ActualitésGreen & Innovations

le 08 Nov 2019

C’est officiel depuis ce vendredi 8 novembre – à parution du « Journal Officiel » : le Parc National de Forêts en Champagne et en Bourgogne est né ! Onzième parc du territoire, il « marque l’ambition de renforcer la protection des espaces naturels » du ministère de la Transition Ecologique et Solidaire, qui souhaite « renforcer la naturalité des forêts et développer l’attractivité du territoire grâce à de nouvelles activités, valorisant les ressources naturelles dans le respect de la biodiversité ». « Immoweek » aime le bois et fait donc de cette actu le « choix Immoweek » de ce jour.

Le Parc National de Forêts se situe dans les départements de Côte-d’Or (en Bourgogne-Franche-Comté) et de Haute-Marne (dans le Grand-Est) ; il couvre 241 000 hectares au total, dont plus de 56 000 classés en zone cœur ; il abrite quelque 50 millions d’arbres, 700 km de rivières, 20 000 km de sentiers forestiers et campagnards, des marais tufeux (formées de roches nommées tuf calcaire) de pente et… 20 % de la population française de cigognes noires – pour ne citer que cet animal, car le territoire abrite chauves-souris, murins, chats forestier, blaireaux, cerfs, chevreuils et sangliers, ainsi que certains invertébrés et papillons en voie de disparition en France.

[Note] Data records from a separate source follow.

PR #7974, opened 2024-05-31
Creating Consensus Job

Viditagarwal7479:
Fixes Creating `consensus jobs` for `normal jobs` in https://github.com/cvat-ai/cvat/issues/7973

[List of features present in this PR](https://github.com/cvat-ai/cvat/pull/7974#issuecomment-2156201401)

### Checklist

### License

## Summary by CodeRabbit

- **New Features**
  - Introduced a new `consensus job per segment` configuration option for tasks.
  - Added the ability to specify a `source job ID` for jobs.

- **Enhancements**
  - Advanced configuration form now includes an option to set `consensus job per segment`.
  - Improved task and job creation workflows to support consensus jobs.

- **Bug Fixes**
  - Fixed issues related to job and task serialization and deserialization to include new fields.

- **Migration**
  - Multiple database migrations to add and alter fields for `consensus job per segment` and `source job ID`.


Viditagarwal7479:
In the above commit itself, I have added the constraint on the value of consensus jobs, [0, 10] - {1}.

Viditagarwal7479:
## List of features added in this PR

1. Separate collapsable menu for setting `consensus_job_per_segement` and `agreement_score_threshold` while creating the task
image
image

2. Task having consensus jobs have a additional tag in their task name as "Consensus Based Annotation"
3. `agreement_score_threshold` parameter can be changed after task is created
4. Consensus jobs corresponding are in a collapsed view under their parent job, with the number of consensus jobs mentioned
image
image

5. `api/jobs?parent_job_id={id}` added additional filter option to filter out consensus jobs in corresponding to the `parent_job_id`
6. Added frontend side and server side validation for these newly added parameters
7. Annotations made in consensus jobs aren't included in the annotation export of the task and the task backup. Though they can be exported individually.
8. These newly added paramterers are shown appropriately in `GET` request when for task and job details, `PATCH` request when creating and updating the task, while updating task only `agreement_score_threshold` can be adjusted among the newly added parameters

Viditagarwal7479:
> ## [Quality Gate Failed](https://sonarcloud.io/dashboard?id=cvat-ai_cvat&pullRequest=7974) **Quality Gate failed**
> 
> Failed conditions  [3.4% Duplication on New Code](https://sonarcloud.io/component_measures?id=cvat-ai_cvat&pullRequest=7974&metric=new_duplicated_lines_density&view=list) (required ≤ 3%)
> 
> [See analysis details on SonarCloud](https://sonarcloud.io/dashboard?id=cvat-ai_cvat&pullRequest=7974)



On going through its detailed analysis, I also don't seem to find any redundant code block that can be removed.

cvat/apps/engine/migrations/0079_job_source_job_id_task_consensus_job_per_segment.py
```diff
@@ -0,0 +1,23 @@
+# Generated by Django 4.2.11 on 2024-05-30 12:55
```
zhiltsov-max, line 1: Could you squash the migrations into just one in the PR?

cvat-sdk/cvat_sdk/core/proxies/tasks.py
```diff
@@ -78,7 +78,7 @@ def upload_data(
         """
         params = params or {}
 
-        data = {"image_quality": 70}
+        data = {"image_quality": 70, "consensus_job_per_segment": 0, "agreement_score_threshold": 0}
```
zhiltsov-max, line 81: These new parameters should have server defaults, they should not be required.

cvat/apps/dataset_manager/bindings.py
```diff
@@ -779,6 +780,8 @@ def meta_for_task(db_task, host, label_mapping=None):
             ("start_frame", str(db_task.data.start_frame)),
             ("stop_frame", str(db_task.data.stop_frame)),
             ("frame_filter", db_task.data.frame_filter),
+            ("consensus_job_per_segment", str(db_task.consensus_job_per_segment)),
+            ("agreement_score_threshold", str(db_task.agreement_score_threshold)),
```
zhiltsov-max, line 784: What is the point in adding this information into export?

cvat/apps/dataset_manager/task.py
```diff
@@ -742,6 +743,8 @@ def _patch_data(self, data, action):
         splitted_data = {}
         jobs = {}
         for db_job in self.db_jobs:
+            if db_job.parent_job_id is not None:
```
zhiltsov-max, line 746: It will be better to put this into the query filter.

cvat/apps/engine/serializers.py
```diff
@@ -1096,6 +1097,8 @@ class TaskReadSerializer(serializers.ModelSerializer):
     source_storage = StorageSerializer(required=False, allow_null=True)
     jobs = JobsSummarySerializer(url_filter_key='task_id', source='segment_set')
     labels = LabelsSummarySerializer(source='*')
+    consensus_job_per_segment = serializers.ReadOnlyField(required=False)
```
zhiltsov-max, line 1100:
```suggestion
    consensus_jobs_per_segment = serializers.ReadOnlyField(required=False)
```

cvat/apps/engine/models.py
```diff
@@ -677,6 +679,7 @@ class Job(TimestampedModel):
 
     type = models.CharField(max_length=32, choices=JobType.choices(),
```
zhiltsov-max, line 680: Please add a new job type in the enum.

cvat/apps/engine/models.py
```diff
@@ -418,6 +418,8 @@ class Task(TimestampedModel):
         blank=True, on_delete=models.SET_NULL, related_name='+')
     target_storage = models.ForeignKey('Storage', null=True, default=None,
         blank=True, on_delete=models.SET_NULL, related_name='+')
+    consensus_job_per_segment = models.IntegerField(default=0, blank=True)
+    agreement_score_threshold = models.FloatField(default=0, blank=True)
```
zhiltsov-max, line 422: Consider extracting this field into a separate model. If we add more parameters in future, it will be easier if it's stored in a dedicated structure.

zhiltsov-max (changes requested):

cvat/apps/dataset_manager/bindings.py
Viditagarwal7479: My bad; I missed making modifications here while moving from task data to task.

cvat/apps/engine/models.py
Viditagarwal7479: But then we would also have to check that that there isn't any logic based on job type due to which the consensus job doesn't work properly.

Like some functionalities which it exhibited since it was inheriting the job type, would now not work, and break?

Viditagarwal7479: Despite that, shouldn't the job type structure look like this?

- Job Types
  - Ground Truth
  - Annotation
     - Normal Job
     - Consensus Job

And inevitably the information about whether it's a normal or consensus job is present in parameter `parent_job_id`...?

zhiltsov-max: > Despite that, shouldn't the job type structure look like this? [...]

I don't see a point in making such a nested structure at this point. The consensus jobs are not the same as annotation jobs, they have different handling logic in annotation import and export. Probably, they should not be included in the task quality report. It's better to just keep the type list flat, unless there is a clear use case for such a structure.

> But then we would also have to check that that there isn't any logic based on job type due to which the consensus job doesn't work properly.
> Like some functionalities which it exhibited since it was inheriting the job type, would now not work, and break?

You would need to check this in any case, as these jobs aren't the same as "normal" jobs.

cvat-ui/src/components/create-task-page/advanced-configuration-form.tsx
```diff
@@ -92,7 +92,7 @@ function validateURL(_: RuleObject, value: string): Promise<void> {
     return Promise.resolve();
 }
 
-const isInteger = ({ min, max }: { min?: number; max?: number }) => (
+const isInteger = ({ min, max, toBeSkipped }: { min?: number; max?: number; toBeSkipped?: number }) => (
```
zhiltsov-max, line 95: Consider renaming the `isInteger` function or adding another validator that checks for specific values.

Viditagarwal7479: With this, the functionality is added with minimal modifications, and the function gets reused in consensus-configuration. The existing function also checks for the range and whether it's an integer, as the function's name suggests...

cvat/schema.yml
```diff
@@ -1891,6 +1891,11 @@ paths:
           enum:
```
zhiltsov-max, line 1891: Probably, this file needs to be updated to reflect the latest changes.

cvat-ui/src/components/task-page/details.tsx
```diff
@@ -92,8 +94,9 @@ class DetailsComponent extends React.PureComponent<Props, State> {
     }
 
     private renderTaskName(): JSX.Element {
-        const { name } = this.state;
+        const { name, consensusJobsPerSegment } = this.state;
         const { task: taskInstance, onUpdateTask } = this.props;
+        const taskName = name + (consensusJobsPerSegment > 0 ? ' (Consensus Based Annotation)' : '');
```
zhiltsov-max, line 99: I suggest that the task name should not be modified, and an icon or a tag should be shown instead. Take for example the "Ground Truth" label on GT jobs.

cvat/apps/engine/serializers.py
```diff
@@ -1119,12 +1122,13 @@ class TaskWriteSerializer(WriteOnceMixin, serializers.ModelSerializer):
     project_id = serializers.IntegerField(required=False, allow_null=True)
     target_storage = StorageSerializer(required=False, allow_null=True)
     source_storage = StorageSerializer(required=False, allow_null=True)
+    consensus_jobs_per_segment = serializers.IntegerField(required=False, allow_null=True)
```
zhiltsov-max, line 1125: Could you rename this parameter to something without "segment" in the name? Segments exist only in the server implementation, they are not exposed anywhere in the API. I can suggest `consensus_jobs_per_normal_job`.

Viditagarwal7479: Sure, I will rename it to `consensus_jobs_per_normal_job`

cvat-ui/src/components/job-item/job-item.tsx
```diff
@@ -113,14 +114,29 @@ function JobItem(props: Props): JSX.Element {
     }
     const frameCountPercent = ((job.frameCount / (task.size || 1)) * 100).toFixed(0);
     const frameCountPercentRepresentation = frameCountPercent === '0' ? '<1' : frameCountPercent;
+    let jobName = `Job #${job.id}`;
+    if (task.consensusJobsPerSegment && job.type !== JobType.GROUND_TRUTH) {
+        jobName = job.type === JobType.CONSENSUS ? `Consensus Job #${job.id}` : `Normal Job #${job.id}`;
```
klakhov, line 119: Do we really need `normal job` instead of just `job`?

cvat-ui/src/components/job-item/job-item.tsx
```diff
@@ -113,14 +114,29 @@ function JobItem(props: Props): JSX.Element {
...
+    }
+
+    let consensusJob: Job[] = [];
```
klakhov, line 122:
```suggestion
    let consensusJobs: Job[] = [];
```

cvat-ui/src/components/job-item/job-item.tsx
```diff
@@ -113,14 +114,29 @@ function JobItem(props: Props): JSX.Element {
...
+    if (task.consensusJobsPerSegment) {
+        consensusJob = task.jobs.filter((eachJob: Job) => eachJob.parentJobId === id).reverse();
+    }
+    const consensusJobView: React.JSX.Element[] = consensusJob.map((eachJob: Job) => (
```
klakhov, line 126:
```suggestion
    const consensusJobViews: React.JSX.Element[] = consensusJob.map((eachJob: Job) => (
```

cvat-ui/src/components/task-page/job-list.tsx
```diff
@@ -53,6 +53,9 @@ function setUpJobsList(jobs: Job[], query: JobsQuery): Job[] {
         result = result.filter((job, index) => jsonLogic.apply(filter, converted[index]));
     }
 
+    // primarily only normal jobs should be shown
```
klakhov, line 56: If we use `parentJobId` parameter, that means not only normal jobs are shown, but GT jobs are also shown

klakhov (commented):
- When im trying to create a task with 1 segment consenus jobs are created as expected. But when Im trying to create a task with any non-default segment size, I dont see any consensus jobs
- There should be more padding in between consensus tab and general job information. Also actions menu should be higher. (marked with arrows)
image
- Actions menu runs away when i open the tab :smile: :
image
- The consensus tag moves to strange place in case of large task name. I would suggest not to mix it with name. Maybe we can adjust the highlighted block to use consensus tag? :
image

cvat-ui/src/actions/tasks-actions.ts
```diff
@@ -213,6 +213,7 @@ ThunkAction<Promise<void>, {}, {}, AnyAction> {
             sorting_method: data.advanced.sortingMethod,
             source_storage: new Storage(data.advanced.sourceStorage || { location: StorageLocation.LOCAL }).toJSON(),
             target_storage: new Storage(data.advanced.targetStorage || { location: StorageLocation.LOCAL }).toJSON(),
+            consensus_jobs_per_segment: 0,
```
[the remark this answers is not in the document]
Viditagarwal7479: Ah, correct changed it to `data.consensus_jobs_per_normal_job` to also make it coherent with the rest.

cvat-ui/src/components/task-page/job-list.tsx
Viditagarwal7479: Sorry for not writing the comment properly. Primarily only normal jobs and GT jobs would be shown as the consensus job will be collapsed inside the corresponding normal job.

cvat-ui/src/components/job-item/job-item.tsx
Viditagarwal7479: In the regular sync meet, when talking about jobs, to not get confused whether talking about consensus ones or the normal, we used to the "normal job", which swept in here as well. 

If you say I will change "Normal Job" to just "Job".

cvat-ui/src/components/create-task-page/create-task-content.tsx
```diff
@@ -965,8 +997,8 @@ class CreateTaskContent extends React.PureComponent<Props & RouteComponentProps,
                 {this.renderSubsetBlock()}
                 {this.renderLabelsBlock()}
                 {this.renderFilesBlock()}
+                {this.renderConsensusBlock()}
```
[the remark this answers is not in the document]
Viditagarwal7479: To not mix the parameters related to consensus jobs with the advanced parameters.


Earlier, in this PR itself, I had created a new block for these types of parameters (🥲) when we had to configure two such parameters. When this changed to a single parameter `consensus jobs per normal job`, we thought a whole collapse block would be a waste for just a single parameter, so I removed the collapse block and just placed an input field.

Viditagarwal7479:
> When im trying to create a task with 1 segment consenus jobs are created as expected. But when Im trying to create a task with any non-default segment size, I dont see any consensus jobs

Thanks for pointing out it was happening due to conflicting `onSubmit` property on both `advancedBlock` and `consensusBlock`. Changed it to `onChange` for `consensusBlock` just like `basicBlock`

cvat-ui/src/components/create-task-page/consensus-configuration-form.tsx
```diff
@@ -0,0 +1,124 @@
...
+
+const initialValues: ConsensusConfiguration = {
+    consensusJobsPerSegment: 0,
+};
+
+interface Props {
+    onSubmit(values: ConsensusConfiguration): Promise<void>;
+}
+
+const isNumber = ({
```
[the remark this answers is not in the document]
Viditagarwal7479: Thanks. Now I have updated it accordingly and moved it under `utils` as `validate-integer.ts`

cvat-ui/src/components/header/header.tsx
```diff
@@ -412,11 +412,11 @@ function HeaderComponent(props: Props): JSX.Element {
         .map(({ component, weight }): typeof menuItems[0] => [component({ targetProps: props }), weight]),
     );
 
-    const getButtonClassName = (value: string): string => {
+    const getButtonClassName = (value: string, highlightable = true): string => {
```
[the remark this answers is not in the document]
Viditagarwal7479: This PR compares my branch to another branch, which isn't updated with `develop`; that's why you see that change in this PR. It's actually a change made by Boris around 17 days ago, which came in this file while I updated this branch with `develop`

Viditagarwal7479:
> Actions menu runs away when i open the tab 😄 

Does this look better?

image

image

cvat-ui/src/components/job-item/job-item.tsx
klakhov: Ok, lets leave it as is for now, its discussable I believe

Viditagarwal7479:
> The consensus tag moves to strange place in case of large task name. I would suggest not to mix it with name. Maybe we can adjust the highlighted block to use consensus tag?

image

On zooming out by 50%:
image

cvat-ui/src/components/create-task-page/create-task-content.tsx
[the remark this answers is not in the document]
Viditagarwal7479: As you have mentioned here and also Boris pointed out in the mid-term meet. I have moved the `consensus jobs per normal job` parameter into the `advance configuration` collapse block.

cvat-ui/src/components/create-task-page/create-task-content.tsx
```diff
@@ -152,13 +153,15 @@ function filterFiles(remoteFiles: RemoteFile[], many: boolean): RemoteFile[] {
 class CreateTaskContent extends React.PureComponent<Props & RouteComponentProps, State> {
     private basicConfigurationComponent: RefObject<BasicConfigurationForm>;
     private advancedConfigurationComponent: RefObject<AdvancedConfigurationForm>;
+    // private consensusConfigurationComponent: RefObject<ConsensusConfigurationForm>;
```
zhiltsov-max, line 156: Please clean up comments

zhiltsov-max (approved):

Le Parc national « est avant tout dédié aux forêts feuillues de plaine. 95 % de la surface du cœur est composée de larges zones forestières, auxquelles sont adjointes des zones de prairies et des zones agricoles en aire d’adhésion, afin d’assurer un continuum écologique cohérent et de favoriser les interfaces entre les zones de prairies et de forêts ».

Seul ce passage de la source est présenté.